Green Anoles are one of the lizards that work well in a community terrarium.  Males can be territorial so a pair or a trio (1 male 2 females) will be better.  There are different species of anoles, such as the Bahaman Anole, that is quite different looking, and may not provoke the same aggression as another male Green Anole.  Long Tailed Lizards are an interesting little lizard that I have kept with anoles. As the name suggests they have tails that are twice the length of their body. 
House Geckos can be another possible addition but they are more active at night, so you need to make sure you put in enough crickets so the active daytime animals don't eat them all. 
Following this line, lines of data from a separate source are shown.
PR #457, opened 2017-04-02
NDRange fixes

### LINKED ISSUE #450: Missing error detection for when the NDRange-requested local size doesn't match reqd work group size attribute's
Run the following in an environment that has PyOpenCL:

```
$ git clone https://github.com/inducer/boxtree.git
$ cd boxtree
$ pip install -e .
$ cd test
$ pip install mako pytest
$ PYOPENCL_TEST=port python -m pytest --capture=no
```

After a non-deterministic amount of time, observe that the program just crashes/stops and prints the following:
```
INFO:boxtree.tree_build:tree build complete
INFO:root:building traversal build kernels
INFO:root:traversal build kernels built
INFO:boxtree.traversal:start building traversal (... or similar program output)
Dynamic WG size binary does not exist
```

This *doesn't seem to happen with:
```
$ PYOPENCL_NO_CACHE=1 PYOPENCL_TEST=port python -m pytest --capture=no
```

Oblomov:
This is a set of cleanups and fixes for `clEnqueueNDRangeKernel`. The main highlights are checks that for kernels with a required work-group size the user submitted that work-group size (which should fix #450), and a rewrite of the logic used to determine the work-group size in the NULL case, designed around the hard sizing constrains of dividing the global size, being less than the maximum allowed local size in each dimension while still trying to take the preferred work-group size multiple of the device into account.

### DIFF
--- a/lib/CL/clEnqueueNDRangeKernel.c
+++ b/lib/CL/clEnqueueNDRangeKernel.c
@@ -117,7 +117,23 @@ POname(clEnqueueNDRangeKernel)(cl_command_queue command_queue,
       local_z = work_dim > 2 ? local_work_size[2] : 1;
     }
 
-  if (local_work_size == NULL ||
+  /* If the kernel has the reqd_work_group_size attribute, then the local
+   * work size _must_ be specified, and it _must_ match the attribute specification
+   */
+  if (kernel->reqd_wg_size != NULL &&
+      kernel->reqd_wg_size[0] > 0 &&
+      kernel->reqd_wg_size[1] > 0 &&
+      kernel->reqd_wg_size[2] > 0)
+    {
+      POCL_RETURN_ERROR_COND((local_work_size == NULL ||
+          local_x != kernel->reqd_wg_size[0] ||
+          local_y != kernel->reqd_wg_size[1] ||
+          local_z != kernel->reqd_wg_size[2]), CL_INVALID_WORK_GROUP_SIZE);
+    }
+  /* otherwise, if the local work size was not specified or it's bigger
+   * than the global work size, find the optimal one
+   */
+  else if (local_work_size == NULL ||
       (local_x > global_x || local_y > global_y || local_z > global_z))
     {
       /* Embarrassingly parallel kernel with a free work-group
--- a/lib/CL/clEnqueueNDRangeKernel.c
+++ b/lib/CL/clEnqueueNDRangeKernel.c
@@ -162,11 +162,14 @@ POname(clEnqueueNDRangeKernel)(cl_command_queue command_queue,
           local_y != kernel->reqd_wg_size[1] ||
           local_z != kernel->reqd_wg_size[2]), CL_INVALID_WORK_GROUP_SIZE);
     }
-  /* otherwise, if the local work size was not specified or it's bigger
-   * than the global work size, find the optimal one
+  /* otherwise, if the local work size was not specified find the optimal one.
+   * Note that at some point we also checked for local > global. This doesn't
+   * make sense while we only have 1.2 support for kernel enqueue (and
+   * when only uniform group sizes are allowed), but it might turn useful
+   * when picking the hardware sub-group size in more sophisticated
+   * 2.0 support scenarios.
    */
-  else if (local_work_size == NULL ||
-      (local_x > global_x || local_y > global_y || local_z > global_z))
+  else if (local_work_size == NULL)
     {
       /* Embarrassingly parallel kernel with a free work-group
          size. Try to figure out one which utilizes all the
--- a/lib/CL/clEnqueueNDRangeKernel.c
+++ b/lib/CL/clEnqueueNDRangeKernel.c
@@ -44,6 +44,38 @@
 
 //#define DEBUG_NDRANGE
 
+/* Euclid's algorithm for the Greatest Common Divisor */
+static size_t gcd(size_t a, size_t b)
+{
+  int c;
+  while (a) {
+    c = a; a = b % a; b = c;
+  }
+  return b;
+}
+
+/* Find the largest divisor of dividend which is less than limit */
+static inline size_t upper_divisor(size_t dividend, size_t limit)
+{
+  /* The algorithm is currently not very smart, we
+   * start from limit and subtract until we find something
+   * that divides dividend. In optimal conditions this is found
+   * quickly, but it takes limit steps if dividend is prime.
+   * TODO FIXME improve algorithm
+   */
+  if (dividend < limit) return dividend; // small optimization
+  assert(limit > 0); // should never be called with limit == 0
+  while (dividend % limit != 0) --limit;
+  return limit;
+}
+
+/* Check that a divides b and b divides c */
+static inline int divide_chain(size_t a, size_t b, size_t c)
+{
+  return (b % a == 0 && c % b == 0);
+}
+
+
 CL_API_ENTRY cl_int CL_API_CALL
 POname(clEnqueueNDRangeKernel)(cl_command_queue command_queue,
                        cl_kernel kernel,
@@ -58,6 +90,11 @@ POname(clEnqueueNDRangeKernel)(cl_command_queue command_queue,
   size_t offset_x, offset_y, offset_z;
   size_t global_x, global_y, global_z;
   size_t local_x, local_y, local_z;
+  /* cached values for max_work_item_sizes, since we are going to access them repeatedly */
+  size_t max_local_x, max_local_y, max_local_z;
+  /* cached values for max_work_group_size, since we are going to access them repeatedly */
+  size_t max_group_size;
+
   int b_migrate_count, buffer_count;
   unsigned i;
   int error = 0;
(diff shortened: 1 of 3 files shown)


franz:
Looks OK-ish to me, but i only stared at it for a while :)

It could be beneficial to move some of the guessing logic to a device driver hook, so each device can decide itself (e.g. HSA device + kernel with image arguments might be better of with "square" local sizes), but that's low on the TODO list.

I'm going to run this through some of pocl testsuites, if nothing breaks it's an ACK from me.

jrprice:
One concern I have with this patch is that (if I'm reading it correctly) it will greedily pick the largest work-group size it can when `local_size==NULL`. For example, if I enqueue an NDRange with global size `(4096,1,1)`, this will pick a work-group size of `(4096,1,1)`. This means you only have a single work-group, which means you will not be able to take advantage of any parallelism over multiple CPU cores.

Maybe this should also take the number of compute units into account?

Oblomov:
@jrprice I agree that the greedy algorithm might not always be the optimal one, and as @franz suggested there's plenty of room even for device-specific optimizations. Even on CPU, for example, there's no guarantee that splitting a 4096 global work size across multiple compute units would be better than on a single one, depending on amount of work, nature of memory accesses, potential effects of NUMA, etc.

But that's not the aim of this patchset. Here I focused on fixing what was definitely broken in the previous logic, rather than aiming at specific improvements. I actually strove to keep as close as possible to the original logic, both outside and inside the reduction loop. Further improvements are obviously possible, but a more careful analysis of the impact of the local size on execution is needed for those.

pjaaskel:
Nice to see someone working on this! @Oblomov can you first point out what was broken in the original logic? 

You are right that small grid sizes are problematic. We'd need to check how large kernel it is in terms of LLVM IR instructions (and if it has outer loops) for example to decide the number of cores to utilize with multiple WGs, but I think _always_ resorting to a single core has brings too major regression on performance with multicores.

Another aspect is that the original code (IIRC) tries to make the preferred width to multiple dimensions and now that I think about it, there's at least this logic behind: The vectorizer might be able to vectorize across some other dimension than X when/if it can utilize loop interchange if X is not suitable (e.g. due to memory access patterns not being sequential). I haven't checked how well loop interchange works in LLVM at the moment, but I've relied on it eventually taking care this case and also "outer loop vectorization".

Oblomov:
@pjaaskel The main problem of the original logic is that it did not take into account the two hard constraints (local work size must divide global work size, and local work size in each direction must not be larger than the maximum allowed size in that direction): instead, it started from a local size as large as the global work size and then halved (or clipped) directions until the overall local size fit within the hard third constraint (being no larger than the maximum overall local size).

This meant that the logic might produce invalid local sizes, e.g. by having a local size larger than the maximum allowed in that direction or a local size that did not divide the global size. This would be caught in the subsequent checks, but guessing an invalid local size is IMO wrong in principles.

So the main difference in my logic is that local size guessing now starts from the hard constraints (divisibility, and maximum size per direction). The logic used for the reduction until we fit in the third constraint is actually _mostly_ the same.

BTW, I feel this whole explanation should go in the commit message itself. Let me do just that.

pjaaskel:
OK, I see. Still I think there should be multiple WGs generated by default. I have a feeling the performance regression resulting from your patch will be more noticeable than the original issue has been.

Oblomov:
I don't think the new logic would introduce performance regressions, since for cases where the old logic produced valid work-group sizes, the new logic would produce workgroups with the same overall size: the main difference in the reduction is that we now prefer to halve Z first, then Y, then X instead of X first, then Y, then Z.

So, for example, assuming local size limits of (4096, 4096, 4096) with total limit of 4096, a global size of (4096, 2) would produce a local size of (2048, 2) with the old logic, and local size of (4096, 1) with the new logic. In terms of CU usage, there should be no difference.

Oblomov:
I've force-pushed an update for the message of the last commit, with a more detailed explanation of the differences between the old and new logic and highlighting some of the aspects discussed in the comments (particularly regarding the aim of the patch and the possibility of performance regression).

lib/CL/clEnqueueNDRangeKernel.c
```diff
@@ -44,6 +44,38 @@
...
+{
+  int c;
+  while (a) {
+    c = a; a = b % a; b = c;
+  }
+  return b;
+}
+
+/* Find the largest divisor of K which is less than L */
+static inline size_t upper_divisor(size_t K, size_t L)
```
pjaaskel: Why capital K and L?

lib/CL/clEnqueueNDRangeKernel.c
```diff
@@ -110,15 +147,63 @@ POname(clEnqueueNDRangeKernel)(cl_command_queue command_queue,
...
   if (local_work_size != NULL)
     {
       local_x = local_work_size[0];
       local_y = work_dim > 1 ? local_work_size[1] : 1;
       local_z = work_dim > 2 ? local_work_size[2] : 1;
-      if (local_x > global_x || local_y > global_y || local_z > global_z)
-        goto DETERMINE_LOCAL_SIZE;
+
+      POCL_RETURN_ERROR_ON((local_x * local_y * local_z > max_group_size),
+        CL_INVALID_WORK_GROUP_SIZE, "Local worksize dimensions exceed device's max workgroup size\n");
```
pjaaskel: Check long lines.

lib/CL/clEnqueueNDRangeKernel.c
```diff
@@ -110,15 +147,63 @@ POname(clEnqueueNDRangeKernel)(cl_command_queue command_queue,
...
+       */
+      POCL_RETURN_ERROR_COND((global_x % local_x != 0), CL_INVALID_WORK_GROUP_SIZE);
+      POCL_RETURN_ERROR_COND((global_y % local_y != 0), CL_INVALID_WORK_GROUP_SIZE);
+      POCL_RETURN_ERROR_COND((global_z % local_z != 0), CL_INVALID_WORK_GROUP_SIZE);
+
     }
-  else
+
+  /* If the kernel has the reqd_work_group_size attribute, then the local
+   * work size _must_ be speficied, and it _must_ match the attribute specification
```
pjaaskel: Typo speficied

lib/CL/clEnqueueNDRangeKernel.c
```diff
@@ -110,15 +147,63 @@ POname(clEnqueueNDRangeKernel)(cl_command_queue command_queue,
...
+    }
+  /* otherwise, if the local work size was not specified find the optimal one.
+   * Note that at some point we also checked for local > global. This doesn't
+   * make sense while we only have 1.2 support for kernel enqueue (and
+   * when only uniform group sizes are allowed, but it might turn useful
+   * when picking the hardware sub-group size in more sophisticated
+   * 2.0 support scenarios, so keep the conditional around, commented
+   */
+  else if (local_work_size == NULL)
+    /* || (local_x > global_x || local_y > global_y || local_z > global_z */
```
pjaaskel: Please remove commented out code.

Oblomov:
Updated. Hopefully I addressed all comments. I've also included a preliminary “try to fill all CUs” algorithm after the greedy one. (It's intentionally separate, since the logic for the two is quite distinct.)

lib/CL/clEnqueueNDRangeKernel.c
```diff
@@ -129,81 +217,212 @@ POname(clEnqueueNDRangeKernel)(cl_command_queue command_queue,
...
+if (local_##c1 > 1 && local_##c1 <= local_##c2 && local_##c1 <= local_##c3 && \
+    local_##c2*local_##c3 >= min_group_size) \
+  { \
+    local_##c1 = 1; nwg_##c1 = global_##c1; \
+    continue; \
+  }
+
+          while (splits > 1)
+            {
+              TRY_SPLIT(z) else TRY_SPLIT(y) else TRY_SPLIT(z)
```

If you have a bigger tank, you can try some of the bigger Arboreal Geckos, like the Golden Gecko and the Skunk Gecko.  All of these animals can do with out an actual water bowl as long as you spray down the tank daily.  The live plants, grass and glass will collect water drops, which the lizards will lick up.  If you want to try to add some small frogs like Green Tree Frogs or Fire Belly Toads, you will need a water bowl.
It’s a great project.  Good luck.
Ron

Ask the Lazi Birds!

Steve and Diane Lazicki have been rescuing and working with birds for over 8 years, as well as raising them as pets since childhood. They live with over 150 birds in their "bird house," so they have a wealth of bird expertise. Direct your bird related questions to the Lazi Birds.

Q: Dear LaziBirds,
What is Foraging and is it important for my parrot?
Jerome
A: Hi Jerome,
Foraging in the classic sense is the time in which a bird spends its day flying to and looking for food.
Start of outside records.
PR #465, opened 2017-04-21
Add NVIDIA GPU support

jrprice:
This is a bit of a monolithic patch, but for the most part the changes are self-contained.

Essentially, this is a PTX/CUDA backend for pocl. We use the NVPTX backend in LLVM to generate PTX, which requires a handful of LLVM IR transformations (all in `lib/CL/devices/cuda/pocl-ptx-gen.cc`). We then use the CUDA driver API to implement the runtime functionality.

This is far from finished, but at this stage it's passing 74 tests from the internal test suite, and can run some real programs (including things that NVIDIA's own OpenCL implementation cannot, such as SPIR-based codes).

I've added a doc page describing how to build it and run it, along with the current status.

Any and all feedback/questions welcome!


lib/CL/devices/cuda/pocl-ptx-gen.cc
```diff
@@ -0,0 +1,691 @@
...
+    call->setCalledFunction(new_vprintf);
+  }
+
+  vprintf_func->eraseFromParent();
+}
+
+void pocl_cuda_link_libdevice(llvm::Module *module, const char *kernel,
+                              const char *gpu_arch) {
+  // TODO: Can we link libdevice into the kernel library at pocl build time?
+  // This would remove this runtime dependency on the CUDA toolkit.
```
pjaaskel: Makes sense to me -- if the license allows it.

lib/CL/devices/cuda/pocl-ptx-gen.cc
```diff
@@ -0,0 +1,691 @@
...
+  // Run optimization passes to clean up unused functions etc
+  llvm::PassManagerBuilder Builder;
+  Builder.OptLevel = 3;
+  Builder.SizeLevel = 0;
+  Builder.populateModulePassManager(passes);
+
+  passes.run(*module);
+}
+
+void pocl_gen_local_mem_args(llvm::Module *module, const char *kernel) {
```
pjaaskel: Can you add a comment here what this function really does.

lib/CL/devices/cuda/pocl-ptx-gen.cc
```diff
@@ -0,0 +1,691 @@
...
+  for (auto U = callers.begin(); U != callers.end(); U++) {
+    llvm::CallInst *call = llvm::dyn_cast<llvm::CallInst>(*U);
+    if (!call)
+      continue;
+    call->eraseFromParent();
+  }
+  func->eraseFromParent();
+}
+
+void pocl_cuda_fix_printf(llvm::Module *module) {
```
pjaaskel: This is an interesting function. Can you add a brief comment what goes on here? CUDA doesn't have varargs support ?

lib/CL/devices/cuda/pocl-ptx-gen.cc
```diff
@@ -0,0 +1,691 @@
...
+
+  function->eraseFromParent();
+}
+
+void pocl_insert_ptx_intrinsics(llvm::Module *module) {
+  struct ptx_intrinsic_map_entry {
+    const char *varname;
+    const char *intrinsic;
+  };
+  struct ptx_intrinsic_map_entry intrinsic_map[] = {
```
pjaaskel: We just discussed an issue related to this with Michal. We are doing this backwards in pocl (legacy code). We should use builtins to start with which can be then lowered to whatever the target wants (by default to use the hidden context struct).

pjaaskel: Just a note, the code seems fine.

lib/CL/pocl_llvm_api.cc
```diff
@@ -1404,7 +1404,9 @@ static PassManager& kernel_compiler_passes
   }
   // Add the work group launcher functions and privatize the pseudo variable
   // (local id) accesses.
-  passes.push_back("workgroup");
+  // TODO: get the workgroup pass working with CUDA?
```
pjaaskel: I think the workgroup pass is not needed with CUDA. It would be best not to have CUDA branch here in the code, but have something similar to 'SPMD' property above, but I think the best of all would be to move the pass creation to the device completely so all targets could customize their kernel code generation as they see best. If you consider one of these two much effort at this point, I think this is fine for now.

lib/kernel/cuda/get_global_id.c
```diff
@@ -0,0 +1,51 @@
...
+extern uint _local_id_x;
+extern uint _local_id_y;
+extern uint _local_id_z;
+
+// extern uint _global_offset_x;
+// extern uint _global_offset_y;
+// extern uint _global_offset_z;
+
+size_t _CL_OVERLOADABLE
+get_global_id(unsigned int dimindx)
```
pjaaskel: Would it be possible to call the PTX builtins directly here instead of the LLVM conversion phase you do?

pjaaskel: Same comment to other ID related functions below.

lib/kernel/cuda/get_local_id.c
```diff
@@ -0,0 +1,38 @@
+/* OpenCL built-in library: get_local_id() for CUDA
```
pjaaskel: Isn't these identical to the "default implementations" in lib/kernel? In that case you can just use the generic source instead of copying it for CUDA. This has a CMake mechanism. See the other device libs.

lib/llvmopencl/TargetAddressSpaces.cc
```diff
@@ -565,6 +565,11 @@ TargetAddressSpaces::runOnModule(llvm::Module &M) {
     addrSpaceMapDown[POCL_AS_FAKE_GLOBAL] = 1;
     addrSpaceMapDown[POCL_AS_FAKE_LOCAL] = 3;
     addrSpaceMapDown[POCL_AS_FAKE_CONSTANT] = 2;
+  } else if (arch.startswith("nvptx")) {
```
pjaaskel: You might want to try if NVPTX works without the fake address spaces now. By default we don't use them anymore and it's likely that the code path will be phased out. TAS pass is specifically fragile and the main reason I wanted to get rid of the fake ids.

franz:
A little bit of CMake work required (i can help here, it's quite easy).

```
 *** INFO ***  loading libdevice from '/nvvm/libdevice/libdevice.compute_30.10.bc'
[CUDA] failed to open libdevice library file
```

```
  const char *cuda_path = pocl_get_string_option("POCL_CUDA_TOOLKIT_PATH", "");
  const char *libdevice_fmt = "%s/nvvm/libdevice/libdevice.compute_%d.10.bc";
```

Is it possible / usual to have multiple installations of CUDA on a single linux machine ? if not, then i think we can CMake-discover and compile in the cuda path, no need to snprintf() it. The "ldsm" parameter still need to be snprintf()-ed, ofc.

README.CUDA
```diff
@@ -0,0 +1,40 @@
+Support for NVIDIA GPUs via CUDA is currently experimental and many
```
jrprice: Yes, I'll just remove it. Maybe worth adding a note about `-DENABLE_CUDA` to the "options and features" section of `INSTALL` though?

README.CUDA
```diff
@@ -0,0 +1,40 @@
...
+
+Requires `POCL_CUDA_TOOLKIT_PATH` environment variable to be set to the root of
+the CUDA installation (containing the `nvvm` directory).
+
+The `POCL_CUDA_GPU_ARCH` environment variable can be set to override
+the target GPU architecture (e.g. `POCL_CUDA_GPU_ARCH=sm_35`), which
+may be necessary in cases where LLVM doesn't yet support the
+architecture (currently an issue for `sm_32` and `sm_53`).
+
+The `POCL_CUDA_NO_PTX_CACHE` environment variable can be set to `1` to
```
jrprice: It wasn't working before, but I've just fixed the issue, so I'll remove this CUDA specific variable now.

lib/CL/devices/cuda/pocl-ptx-gen.cc
```diff
@@ -0,0 +1,691 @@
+/* pocl-ptx-gen.cc - PTX code generation functions
```
jrprice: Will do - I ran `clang-format` but I forgot to check style of variable/function names etc.

lib/CL/devices/cuda/pocl-ptx-gen.cc
```diff
@@ -0,0 +1,691 @@
...
+  // Load bitcode
+  llvm::LLVMContext context;
+  llvm::Expected<std::unique_ptr<llvm::Module>> module =
+      parseBitcodeFile(buffer->get()->getMemBufferRef(), context);
+  if (!module) {
+    POCL_MSG_ERR("[CUDA] ptx-gen: failed to load bitcode\n");
+    return 1;
+  }
+
+  llvm::InitializeAllTargets();
```
jrprice: I'm sure there was a reason I added these, but it seems to be working without them now, so I'll remove them.

lib/kernel/cuda/get_global_id.c
jrprice: I think the problem is that the PTX builtins have `.` characters in the names, so can't be called from C.

lib/kernel/cuda/get_local_id.c
jrprice: The difference is the type of these external variables. In PTX these special registers are always 32-bits, so we need to use `uint` here instead of `size_t`. I suppose we could use the default `size_t` versions and then hack the LLVM IR later, but I think that would be messier?

lib/llvmopencl/TargetAddressSpaces.cc
jrprice: Yes, it definitely works without fake address spaces now since we require LLVM 4.0. I wasn't sure what to do with this code - should we leave it there, just remove it, or assert that we shouldn't get here at all if we're using the PTX backend?

jrprice:
Thanks for all the feedback. I've pushed a few updates, and I'll try and address the remaining items over the next few days.

> Is it possible / usual to have multiple installations of CUDA on a single linux machine ? if not, then i think we can CMake-discover and compile in the cuda path, no need to snprintf() it.

It's definitely possible to have more than one CUDA toolkit installed on a machine. I have 2-3 on all of my machines, and on many HPC clusters there will also be several versions available. Also, if pocl is distributed as a binary (e.g. a Linux package), the location of the CUDA toolkit at compile-time might be different to where it is installed on the end-user machine. Longer term I want to remove this runtime dependency completely as per the comment in the code.

I think detecting the CUDA location at compile-time and using this as the default path is a good idea though (instead of just using an empty string!), it definitely would make things easier for users in most situations. I'll try and sort something out soon.

lib/kernel/cuda/get_global_id.c
pjaaskel: Could you add get_global_id.ll and call from LLVM instead?

lib/llvmopencl/TargetAddressSpaces.cc
pjaaskel: Assert sounds sensible.

lib/kernel/cuda/get_global_id.c
jrprice: I've done something like this now, with one `.ll` that wraps all the NVVM intrinsics with functions that are callable from C.

jrprice:
OK, I think I've addressed all of the feedback now. I've added some CMake stuff for auto-detecting the CUDA toolkit path as @franz suggested.

Let me know if there is anything else.

lib/CL/devices/cuda/pocl-ptx-gen.h
```diff
@@ -31,10 +31,12 @@ extern "C"
 {
 #endif
 
-int pocl_ptx_gen(const char *bc_filename,
-                 const char *ptx_filename,
-                 const char *kernel_name,
-                 const char *gpu_arch);
+// Generate a PTX file from an LLVM bitcode file.
```
pjaaskel: Please use C style comments /* */ in C files.

lib/CL/pocl_cl.h
```diff
@@ -413,6 +413,7 @@ struct _cl_device_id {
      we need to generate work-item loops to execute all the work-items
      in the WG, otherwise the hardware spawns the WIs. */
   cl_bool spmd;
+  cl_bool workgroup_pass;
```
pjaaskel: Please add a comment to this one. The workgroup pass serves multiple purposes at the moment. It generates the launcher functions and also converts the work item id global variable placeholders to context struct accesses.

lib/CL/devices/cuda/pocl-cuda.c
```diff
@@ -0,0 +1,679 @@
+/* pocl-cuda.c - driver for CUDA devices
+
+   Copyright (c) 2016 James Price / University of Bristol
```
pjaaskel: Is the (c) year correct?

lib/CL/devices/cuda/pocl-cuda.c
```diff
@@ -0,0 +1,679 @@
...
+  ops->alloc_mem_obj = pocl_cuda_alloc_mem_obj;
+  ops->free = pocl_cuda_free;
+  ops->compile_kernel = pocl_cuda_compile_kernel;
+  ops->read = pocl_cuda_read;
+  ops->read_rect = pocl_cuda_read_rect;
+  ops->write = pocl_cuda_write;
+  ops->write_rect = pocl_cuda_write_rect;
+  ops->copy = pocl_cuda_copy;
+  ops->copy_rect = pocl_cuda_copy_rect;
+  // ops->get_timer_value = pocl_cuda_get_timer_value;
```
pjaaskel: Please avoid commented out code and also C++ style comments. If you comment out code, #if 0 is the recommended option.

lib/CL/pocl_llvm_api.cc
```diff
@@ -1579,6 +1580,12 @@ kernel_library
     is_host = false;
   }
 #endif
+#ifdef BUILD_CUDA
+  if (triple.getArch() == Triple::nvptx || triple.getArch() == Triple::nvptx64){
```
pjaaskel: Space missing before {

jrprice:
OK, these comments should be addressed now too.

I've added an initial draft of the web posting too. Let me know if it's the kind of thing you're after - if it's too long I can take stuff out.

pjaaskel:
Looks great. Final local test here (without cuda though) and then I'll push & announce.

Oblomov:
I can do some local testing on actual CUDA, but I'll need some time for that.

jrprice:
@Oblomov Further testing on other platforms would definitely be very welcome. Do let us know how you get on.

@pjaaskel Thanks for merging!

Oblomov:
Ok, managed to build and got an abort() after a failure to open libdevice library file while running my clinfo. Not impressed ;-) Joking aside, I'll look into this further, and then either open tickets here or propose pull requests, depending on time and detail availability.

Little of its time is actually spent eating. Most of the time is spent in the process of looking for the food.
Foraging is a great way to stimulate the parrot's mind and also encourages more movement and exercise.  
As you can see, foraging is quite beneficial to the captive bird. There are so many ways that you can 'set up' a foraging situation inside a cage. 
One thing that I like to do is wrap (nonperishable) treats inside of dried cornhusks, found in the produce section of most supermarkets. Tie the ends closed with cotton rope. You can use these as foot toys or hang them in the cage. You can also wrap treats in plain paper and do the same thing. Use non-wax paper cups to fill with a combination of treats and shredding material. You can also use the cardboard toilet paper rolls to fill and secure the ends or, wrap it on paper and secure both ends of the paper.
The possibilities are endless. As your bird becomes more familiar with foraging, make it a little more challenging. Take a small plastic baby bottle and put both small (bird safe) toys and treats inside. Instead of putting the nipple back on the bottle, put paper on the top and then the nipple ring to secure it. Once the bird realizes that he/she has to tear the paper, use a couple of layers of cheesecloth. The idea is to provide a challenge. You do need to start simple until your bird gets the 'hang' of it.